Jesse Romero's father speaking at Boyle Heights protest.

Los Angeles, CA – Boyle Heights joined the call from the National Alliance Against Racist and Political Repression (NAARPR) for protests on November 4 to demand a people’s mandate and that Trump concede. Hosted by Centro CSO at Mariachi Plaza, the rally featured many family and friends of Chicanos and Chicanas killed by police in Los Angeles. Protesters celebrated the electoral defeat of District Attorney Jackie Lacey, a crucial victory for the movement against police crimes in Los Angeles. Lacey has notoriously refused to file charges on over 600 cops for killing Blacks, Chicanos and Latinos in LA County during her two terms in office.

Luis Sifuentes, a member of Centro CSO, kicked off the rally with a speech calling for community control of the police through a CPAC (Civilian Police Accountability Council), the end of ICE raids, and the defense of public education. “We need to recognize that we live in a time where women in detention centers are forcibly sterilized, where children have died under ICE custody, where children have disappeared by the thousands, where families are separated at the border, where refugees are falling ill from COVID-19 and dying. It’s outrageous!” said Sifuentes. “And this isn’t the time to slow down, this is the time to stand up, and fight back!” He led the crowd in chants of “Stand up! Fight back!”
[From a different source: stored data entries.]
PR #7043, opened 2026-06-01
perf(fts): group small posting lists into shared cache entries

### LINKED ISSUE #7040: perf(fts): group small posting lists into a single cache entry to reduce per-entry overhead
## Problem

FTS posting lists for rare terms are very small — measured median \~20 B, mean \~150–550 B depending on corpus size. This is expected: natural language follows Zipf's law, so most tokens appear in only a handful of documents.

The in-memory cache stores one entry per term. Each entry carries a key (e.g. `"postings-42"`, \~15–20 bytes) plus the cache infrastructure overhead. For a 20-byte posting list the key alone is comparable to the value, and the per-entry bookkeeping overhead often exceeds the value entirely. Across millions of tokens this is a significant waste of memory capacity.

The root cause is the cache granularity: one cache entry per token. The fix is to group multiple consecutive token rows into a single cache entry, so small posting lists are amortized across their neighbors.

## Proposed solution

**Group consecutive posting lists into \~4 KiB cache entries. Grouping is decided at write time using actual serialized byte sizes, and the resulting group boundaries are stored as a global buffer in the posting-list file. No breaking on-disk format change.**

### Why not compute groups at read time (revised)

The original sketch assumed `PostingListReader` eagerly loads `lengths: Vec<u32>` at `try_new()`, so group boundaries could be computed with no extra IO. That is no longer true: v2 posting metadata (`max_scores`, `lengths`) is now loaded lazily via a `OnceCell`, and the scoring path deliberately avoids the bulk pull (`posting_metadata_for_token` / `posting_len_for_token` issue single-row reads for cold partitions). Computing byte-based groups at read time would either force the bulk metadata load (regressing the cold single-term path) or require an extra windowed metadata read per cold miss.

Instead, compute the grouping **once at write time**, where the exact serialized byte size of every token's posting blob is already known (each posting list is a fully-compressed `LargeBinary` blob before it is appended). Store the result — the group boundaries — and read it back at open.

### Write-time grouping

In the v2 posting-list builder, after the per-token posting blobs are serialized:

1. Walk tokens in row order, accumulating the actual blob byte size.
2. Cut a group when the accumulated size reaches a target (default 4 KiB) or a maximum token count (cap, e.g. 64). Both configurable via `LANCE_FTS_`-prefixed env vars.
3. Clamp: a single posting list that alone exceeds the target becomes its own group (`[t, t+1)`). This is the current behavior for common terms.
4. Record the resulting `group_starts: Vec<u32>` (the first `token_id`/row of each group; monotonically increasing).

### Storing the boundaries

Store `group_starts` as a **global buffer** in the posting-list file, recording the buffer index in that file's schema metadata under a new key (e.g. `posting_group_offsets_buf`). This matches how IVF/PQ/RaBitQ/bitmap/label_list store side-data (bytes in a global buffer, 1-indexed buffer id in schema metadata) — none of them inline-vs-spill by size, so we shouldn't either.

* Encode `group_starts` **varint-delta** (deltas are group sizes, 1..=cap, \~1 byte each), keeping the buffer ≤ \~1.4 MB even at 10 M unique terms, and KBs in the common case.
* Global buffers are written contiguously just before the schema/column-metadata region (global buffer 0 *is* the schema), so for small/medium indexes the offsets buffer is fetched as part of the same tail read that already loads the schema — effectively zero extra IO at open once the lance-file reader exposes that captured region (tracked separately).

### Read path

In `PostingListReader::try_new`, if the metadata key is present, `read_global_buffer` + varint-delta decode into an in-memory `group_starts: Vec<u32>`.

In `posting_list(token_id, ...)`:

1. `token_id → [start, end)`: `group_starts.partition_point(|&s| s <= token_id) - 1` gives the group; `start = group_starts[k]`, `end = group_starts[k+1]` (or `num_rows`). Note in v2 `token_id` *is* the row offset, so the group range is directly the physical row range.
2. Cache key encodes the range: `postings-{start}-{end}` (stable; a config change that re-shapes groups simply misses old entries rather than serving a differently-shaped group).
3. On miss, one `read_range(start..end, columns)` for the whole group; deserialize all `end-start` posting lists.
4. Cache the group value as a small struct wrapping `Vec<PostingList>` with its own `CacheCodecImpl`. On a hit, index into it by `token_id - start`.

### Backwards / forwards compatibility

* **Additive only**: the new metadata key + global buffer are ignored by older readers.
* **Old v2 indexes / legacy v1** (no boundaries present): fall back to the existing per-token path unchanged. (First pass: fallback only; no read-time grouping for old files.)
* No change to the posting-list column layout, so old and new readers both read the row data identically.

### IO comparison

| Scenario | Before | After |
| -- | -- | -- |
| N nearby rare terms all cold | N `read_range` calls | 1 `read_range` call |
| 1 common term (large posting list) | 1 `read_range` call | same — single-token group (clamp) |
| Warm cache hit | memory lookup | memory lookup + offset into group |
| Open | read schema | read schema (+ group offsets, riding the same tail read in the common case) |

### Key files

* `PostingListReader` (struct, `try_new`, `posting_list`, `posting_batch`, `posting_list_range`): `rust/lance-index/src/scalar/inverted/index.rs`
* v2 posting-list builder / schema metadata: `rust/lance-index/src/scalar/inverted/builder.rs`
* Cache codec for the new group value: `rust/lance-index/src/scalar/inverted/cache_codec.rs`

### Open questions / decisions

* Target group size: default 4 KiB, configurable via `LANCE_FTS_` env var. Max token cap also configurable.
* Group value deserialization: eager (`Vec<PostingList>` at cache-fill time) per the existing `PostingList` cache pattern — avoids holding raw Arrow memory alongside decoded structs.
* The lance-file reader change to slice global buffers from the already-captured tail region (so the offsets buffer costs zero extra IO at open) is tracked separately in lance-format/lance#7041.

wjones127:
## Problem

FTS posting lists for rare terms are tiny (median ~20 B, mean ~150–550 B). The in-memory cache stored one entry per term, so the key (~15–20 B) plus per-entry bookkeeping often exceeded the value itself. Across millions of tokens this wastes significant cache capacity.

## Solution

Group consecutive posting lists into ~4 KiB cache entries.

- **Write time** (`builder.rs`): walk tokens in row order accumulating actual serialized blob bytes; cut a group at the byte target or a max-token cap. A term that alone exceeds the target gets its own group. The resulting `group_starts` are varint-delta encoded and stored as a **global buffer**, with the buffer id recorded in schema metadata under `posting_group_offsets_buf` — matching the IVF/PQ/bitmap precedent.
- **Read time** (`index.rs`): `PostingListReader::try_new` decodes `group_starts`. `posting_list` resolves a token to its group's row range via `partition_point`, reads the whole group in one `read_range`, and caches it as a `PostingListGroup` (new `CacheCodecImpl`). Prewarm populates the same group keys.

Both group target size and max token count are configurable via `LANCE_FTS_POSTING_GROUP_TARGET_BYTES` (default 4096) and `LANCE_FTS_POSTING_GROUP_MAX_TOKENS` (default 256).

## Compatibility

Additive only. Indexes written before this change have no metadata key and fall back to the existing per-token cache path unchanged. No posting-column layout change.

## Tests

- Accumulator units (target/cap cut, clamp, empty/single), `group_starts` and `PostingListGroup` codec roundtrips.
- Grouped vs. legacy-fallback reader produce identical postings for every token across group boundaries.
- End-to-end BM25 over a multi-group index: correct results + warm-cache == cold-cache.
- Existing FTS suites pass, including multi-fragment, multi-segment optimize, empty/empty-string edges, phrase, fuzzy, and the serializing-cache-backend test (round-trips the new group codec through real eviction).

The lance-file tail-slice optimization that makes the offsets buffer cost zero extra IO at open is tracked separately in #7041; this works without it (one small extra read at open).

Closes #7040

### DIFF
--- a/rust/lance-index/src/scalar/inverted/index.rs
+++ b/rust/lance-index/src/scalar/inverted/index.rs
@@ -2101,13 +2101,12 @@ impl PostingListReader {
             return None;
         }
         let start = starts[k - 1];
-        // The last group runs to the final row. In v2 the token count equals
-        // the row count, so this matches the `end` prewarm derives from the
-        // posting count, keeping warm- and cold-cache group keys identical.
-        let end = starts
-            .get(k)
-            .copied()
-            .unwrap_or(self.reader.num_rows() as u32);
+        // The last group runs to the final posting list. `self.len()` is the
+        // authoritative posting-list count (offsets length for v1, row count for
+        // v2), and prewarm derives the same `end` from it — so warm- and
+        // cold-cache group keys are identical by construction, not by the
+        // incidental v2 `num_rows == token_count` equality.
+        let end = starts.get(k).copied().unwrap_or(self.len() as u32);
         Some((start, end))
     }
 
@@ -2275,11 +2274,11 @@ impl PostingListReader {
         // grouping is active (issue #7040), per-token entries otherwise.
         match self.group_starts.as_ref() {
             Some(starts) => {
+                // The read path derives the last group's `end` from `self.len()`;
+                // match it here so both produce identical `PostingListGroupKey`s.
+                debug_assert_eq!(postings_by_token.len(), self.len());
                 for (k, &start) in starts.iter().enumerate() {
-                    let end = starts
-                        .get(k + 1)
-                        .copied()
-                        .unwrap_or(postings_by_token.len() as u32);
+                    let end = starts.get(k + 1).copied().unwrap_or(self.len() as u32);
                     let group = PostingListGroup::new(
                         postings_by_token[start as usize..end as usize].to_vec(),
                     );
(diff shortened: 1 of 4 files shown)


jackye1995 (approved):
looks good to me

rust/lance-index/src/scalar/inverted/index.rs
```diff
@@ -2028,6 +2084,59 @@ impl PostingListReader {
...
+            return None;
+        }
+        let start = starts[k - 1];
+        // The last group runs to the final row. In v2 the token count equals
+        // the row count, so this matches the `end` prewarm derives from the
+        // posting count, keeping warm- and cold-cache group keys identical.
+        let end = starts
+            .get(k)
+            .copied()
+            .unwrap_or(self.reader.num_rows() as u32);
```
LuciferYang: Here it uses `self.reader.num_rows()` while line 2282 uses `postings_by_token.len()`. The two paths must produce the *same* `[start, end)` for the last group or their `PostingListGroupKey`s diverge and prewarm is silently wasted for that group. They are equal today only because `reader.num_rows() == token_count` in v2 — an invariant the code comments assert but nothing enforces. A future format tweak (padding rows, a layout change) would break it without any test failing (correctness is preserved — the read path just re-reads — so the regression would be invisible).

wjones127: This is is a good point. I suspect any change to this part of the format would break more than just this, but it's worth making it robust to it.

Throughout the rally, the relatives of Jesse Romero, David Sullivan, Daniel Hernandez and Cesar Rodriguez spoke about their loved ones, the importance of DA Lacey’s loss, and the need to continue struggling. Minerva Garcia described the murder of her friend Vanessa Marquez, a famous Chicana actress killed by South Pasadena police in 2018. She explained how Marquez should not be remembered for her death, but rather her anti-war activism and efforts to fight sexual harassment in the entertainment industry decades before the #MeToo movement. The family of Paul Rea, killed by the East LA Sheriffs in 2018, also attended the rally in solidarity.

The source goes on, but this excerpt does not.